Segment Open

PR #3112, opened 2021-05-06
RFC: Optionally mounting in service specific keys to /etc/boto_cfg

Qmando:
This is mostly experimental at this point. What I'm hoping to achieve is that services can specify which keys they will need to use, and then those keys will be sourced out of a folder, put into a new folder, and have that mounted in as /etc/boto_cfg. This goes along with https://github.yelpcorp.com/sysgit/puppet/pull/3370/files.

We first expect /etc/boto_cfg_private to exist and have keys inside it (see other PR)

Then you add an entry into the service configuration for which boto_keys you will need

When the service is launched, if the boto_keys setting is found, it will attempt to create a new folder within boto_cfg_private for the service, link in the source keys that match the entries, and then add that as another volume.

I updated the volume deduplication code to dedupe based on containerPath only, such that the extra volume added above will trump the default /etc/boto_cfg one. (Note: I don't think it's valid to have two mounts with the same containerPath anyway, this should probably get shipped regardless)

Thus, the service will see /etc/boto_cfg as only the subset of keys it needs. If no boto_keys is specified, no extra volume is added, and the default boto_cfg mount will remain as is.

When the keys get updated, similar code in puppet (see linked review) will update the keys to their new values, and consequently the new keys will appear to the service. The reason this code exists in two places is to prevent race conditions (see linked review discussion).

This isn't super polished at this point, I'm mostly seeking feedback first. There's still some open questions as to whether we want to seriously pursue this. Any and all feedback is welcome.

To test this, I ran a paasta local-run with custom configs:
https://fluffy.yelpcorp.com/i/DPgHNlmPczdb7q1Gzpj5QJqwNR3WcQb4.html

### DIFF
--- a/paasta_tools/utils.py
+++ b/paasta_tools/utils.py
@@ -98,6 +98,7 @@ DEPLOY_PIPELINE_NON_DEPLOY_STEPS = (
     "performance-check",
     "push-to-registry",
 )
+BOTO_SOURCE_DIR = "/etc/boto_cfg_private/"
 # Default values for _log
 ANY_CLUSTER = "N/A"
 ANY_INSTANCE = "N/A"
@@ -853,6 +854,33 @@ class InstanceConfig:
         <https://mesosphere.github.io/marathon/docs/native-docker.html>`_"""
         return self.config_dict.get("extra_volumes", [])
 
+    def get_boto_mount(self):
+        try:
+            instance_config = load_service_instance_config(
+                self.service,
+                self.instance,
+                self.get_instance_type(),
+                self.cluster,
+                self.soa_dir,
+            )
+        except paasta_tools.utils.NoConfigurationForServiceError:
+            return []
+        boto_keys = instance_config.get("boto_keys")
+        if not boto_keys:
+            return []
+        service_name = self.service + "." + self.instance
+        create_service_boto_folder(service_name, boto_keys)
+        boto_mount_path = BOTO_SOURCE_DIR + service_name
+        if os.path.exists(boto_mount_path):
+            return [
+                {
+                    "containerPath": "/etc/boto_cfg",
+                    "hostPath": boto_mount_path,
+                    "mode": "RO",
+                }
+            ]
+        return []
+
     def get_aws_ebs_volumes(self) -> List[AwsEbsVolume]:
         return self.config_dict.get("aws_ebs_volumes", [])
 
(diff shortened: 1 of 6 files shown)


paasta_tools/utils.py
```diff
@@ -853,6 +854,33 @@ def get_extra_volumes(self) -> List[DockerVolume]:
...
+                self.get_instance_type(),
+                self.cluster,
+                self.soa_dir,
+            )
+        except paasta_tools.utils.NoConfigurationForServiceError:
+            return []
+        boto_keys = instance_config.get("boto_keys")
+        if not boto_keys:
+            return []
+        service_name = self.service + "." + self.instance
```
stug, line 871: I think you can just do `self.job_id`

paasta_tools/utils.py
```diff
@@ -3090,6 +3122,23 @@ def get_running_mesos_docker_containers() -> List[Dict]:
     ]
 
 
+def create_service_boto_folder(service, keys):
+    service_folder = os.path.join(BOTO_SOURCE_DIR, service)
+    if not os.path.exists(service_folder):
```
stug, line 3127: mega-nit: can we call this a `directory` instead of a folder?

paasta_tools/utils.py
```diff
@@ -853,6 +854,33 @@ def get_extra_volumes(self) -> List[DockerVolume]:
...
+                self.soa_dir,
+            )
+        except paasta_tools.utils.NoConfigurationForServiceError:
+            return []
+        boto_keys = instance_config.get("boto_keys")
+        if not boto_keys:
+            return []
+        service_name = self.service + "." + self.instance
+        create_service_boto_folder(service_name, boto_keys)
+        boto_mount_path = BOTO_SOURCE_DIR + service_name
```
stug, line 873: Instead of having both this method and `create_service_boto_folder` build the `boto_mount_path`, it'd be nicer to just have `create_service_boto_folder` return the path to avoid the possibility that we change this in one place and forget to change it in the other

paasta_tools/utils.py
```diff
@@ -3090,6 +3122,23 @@ def get_running_mesos_docker_containers() -> List[Dict]:
...
+        for filename in os.listdir(BOTO_SOURCE_DIR):
+            if filename.split(".")[0] in keys:
+                os.link(
+                    os.path.join(BOTO_SOURCE_DIR, filename),
+                    os.path.join(BOTO_SOURCE_DIR, service, filename),
+                )
+    except OSError:
+        # Either BOTO_SOURCE_DIR is absent, or the keys inside already exist
+        # In either case, doing nothing is OK
+        pass
```
stug, line 3139: just to be clear, if there are multiple instances of a service running on a box, they will all share the same directory, yeah, meaning they'll all have access to each others' keys, yeah?

stug (commented):
I think this approach roughly makes sense to me, but I'd maybe be curious to hear what @EvanKrall or folks in London think, too.  I guess there is a question of how comfortable we are with assuming the existence of something like `boto_cfg_private` which is specific to yelp, but I am not too concerned.

Also I couldn't help myself and left you some nits I picked.

PR #3114, opened 2021-05-13
Stop using bintray

vkhromov:


.github/workflows/ci.yml
```diff
@@ -51,20 +51,3 @@ jobs:
         id: get_package_name
       - run: "echo -n ::set-output name=version::; dpkg-parsechangelog -l./debian/changelog | sed -n 's/^Version: //p'"
         id: get_version
-      - name: Upload deb package to Bintray
```
nemacysts, line 54: should we also remove the get_package_name and get_version steps? they were only used for uploading to bintray

nemacysts (approved):

.github/workflows/ci.yml
vkhromov: Let's better remove the whole `build_deps`

nemacysts: my only concern with that is that we won't know if we've broken building dpkgs externally (and in a way, internally since if `make itest_%` fails on GH Actions it could signal that it'll also fail in our jenkins environment) by removing building debs from our OSS testing

vkhromov: Oh, right, we don't have separate `itest_*` steps anymore...

nemacysts (approved):

PR #3118, opened 2021-05-21
Add autoscaling configuration validation

nemacysts:
Let's ensure that people don't try to set a (setpoint, offset)
pair that is invalid.

NOTE: I've deleted the existing autoscaling validation code as it was
only checking for an autoscaling configuration that we moved away from
(`horizontal_autoscaling`) - see #2582 for the initial implementation of
this and #2979 for its removal.

### DIFF
--- a/paasta_tools/cli/cmds/validate.py
+++ b/paasta_tools/cli/cmds/validate.py
@@ -381,37 +381,38 @@ def validate_autoscaling_configs(service_path):
 
     :param service_path: Path to directory containing soa conf yaml files for service
     """
-    path = os.path.join(service_path, "*.yaml")
+    soa_dir, service = path_to_soa_dir_service(service_path)
     returncode = True
-    instances = {}
-    # Read and store all instance configuration in instances dict
-    for file_name in glob(path):
-        if os.path.islink(file_name):
-            continue
-        basename = os.path.basename(file_name)
-        if basename.startswith("kubernetes"):
-            cluster = basename[basename.rfind("kuernetes-") + 1 :]
-            instances[cluster] = get_config_file_dict(file_name)
-    # Validate autoscaling configurations for all instances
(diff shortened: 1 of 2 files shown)


nemacysts:
pics of what this looks like: https://fluffy.yelpcorp.com/i/q6Pmlf6gS1HwtBxWrX2fXDhN5x0wT2x4.html with a diff of https://fluffy.yelpcorp.com/i/qDQs81Rpvh4ZCxTBhBrkBpHHBmbc9g4x.html

lanceleih (approved):
LGTM

jvperrin (approved):
This seems reasonable to me, although I can't say I know too much about the code or methods used. The output looks great though!

paasta_tools/cli/cmds/validate.py
```diff
@@ -381,37 +381,38 @@ def validate_autoscaling_configs(service_path):
...
+            )
+
+            if (
+                instance_config.get_instance_type() == "kubernetes"
+                and instance_config.is_autoscaling_enabled()
+            ):
+                autoscaling_params = instance_config.get_autoscaling_params()
+                if autoscaling_params["metrics_provider"] in {"uwsgi", "http"}:
+                    setpoint = autoscaling_params["setpoint"]
+                    offset = autoscaling_params["offset"]
```
stug, line 406: I don't think you can guarantee that the offset key will be there from what I can tell?

stug (approved):
Looks good except I think that you might get KeyErrors for services with no offset?

paasta_tools/cli/cmds/validate.py
nemacysts: ah whoops, I was misremembering a change I had backed out where I provided defaults in `AutoscalingParamsDict` - you are indeed correct tho

stug (approved):

PR #3273, opened 2022-02-10
Update deploy_groups

darealMj:
Addition of parallel steps documentation


mattmb:
Not sure why this wasn't merged earlier but afaict it is in use and working and the docs read sensibly to me

PR #3274, opened 2022-02-10
Only expose PAASTA_SOA_CONFIGS_SHA to k8s long-running service containers

kawaiwanyelp:
### Description
I previously made the `PAASTA_SOA_CONFIGS_SHA` env var available to what I thought was only long-running service containers, but because I made the change in `utils.py`, all containers configured through `paasta-tools` got it to. Because I only made sure the new env var doesn't affect config hashing for long-running services, Tron jobs were continuously reconfigured, causing an incident. 

To fix the issue, I've moved the env var setting to happen only for k8s long-running containers, and reverted changes to Marathon (which we no longer use) and `utils.py`.

### Testing
`make test`

### DIFF
--- a/paasta_tools/kubernetes_tools.py
+++ b/paasta_tools/kubernetes_tools.py
@@ -107,6 +107,7 @@ from kubernetes.client import V2beta2ResourceMetricSource
 from kubernetes.client.models import V2beta2HorizontalPodAutoscalerStatus
 from kubernetes.client.rest import ApiException
 from mypy_extensions import TypedDict
+from service_configuration_lib import read_soa_metadata
 
 from paasta_tools.async_utils import async_timeout
 from paasta_tools.long_running_service_tools import AutoscalingParamsDict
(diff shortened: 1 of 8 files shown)


tests/test_tron_tools.py
```diff
@@ -187,6 +189,9 @@ def test_get_env(self, action_config, executor, monkeypatch):
             else:
                 assert not any([env.get("SPARK_OPTS"), env.get("CLUSTERMAN_RESOURCES")])
 
+        # ensure soa-configs SHA is not acquired to add as env var
+        assert mock_read_soa_metadata.call_count == 0
```
nemacysts, line 193: would the intent here be clearer without a comment if we did something like

```
assert "PAASTA_SOA_CONFIGS_SHA" not in env
```

nemacysts (approved):

tests/test_tron_tools.py
kawaiwanyelp: Yeah makes sense.

paasta_tools/kubernetes_tools.py
```diff
@@ -980,9 +981,21 @@ def should_setup_piscina_prometheus_scraping(self,) -> bool:
...
+        # this is deliberately set here to make sure it is only available for
+        # k8s long-running services. putting this in `InstanceConfig.get_env` will
+        # make it available for all workloads, which will cause big bounces and
+        # continuous reconfiguring every time soa-configs is updated unless the
+        # env var is deliberately excluded from config hashing for those workloads
+        # as well.
+        env["PAASTA_SOA_CONFIGS_SHA"] = read_soa_metadata(soa_dir=self.soa_dir).get(
+            "git_sha", ""
+        )
+
```
EvanKrall, line 995: I'd probably override `get_env` instead:

```
def get_env(self):
    env = super().get_env()
    env["PAASTA_SOA_CONFIGS_SHA"] = ...
    return env
```

kawaiwanyelp: Done.

EvanKrall (approved):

Segment Closed

=== What you need to do ===
Repeat word for word every line from the start of the entries to the line holding "When the service", inclusive, and nothing else.

=== Response box ===
PR #3112, opened 2021-05-06
RFC: Optionally mounting in service specific keys to /etc/boto_cfg

Qmando:
This is mostly experimental at this point. What I'm hoping to achieve is that services can specify which keys they will need to use, and then those keys will be sourced out of a folder, put into a new folder, and have that mounted in as /etc/boto_cfg. This goes along with https://github.yelpcorp.com/sysgit/puppet/pull/3370/files.

We first expect /etc/boto_cfg_private to exist and have keys inside it (see other PR)

Then you add an entry into the service configuration for which boto_keys you will need

When the service is launched, if the boto_keys setting is found, it will attempt to create a new folder within boto_cfg_private for the service, link in the source keys that match the entries, and then add that as another volume.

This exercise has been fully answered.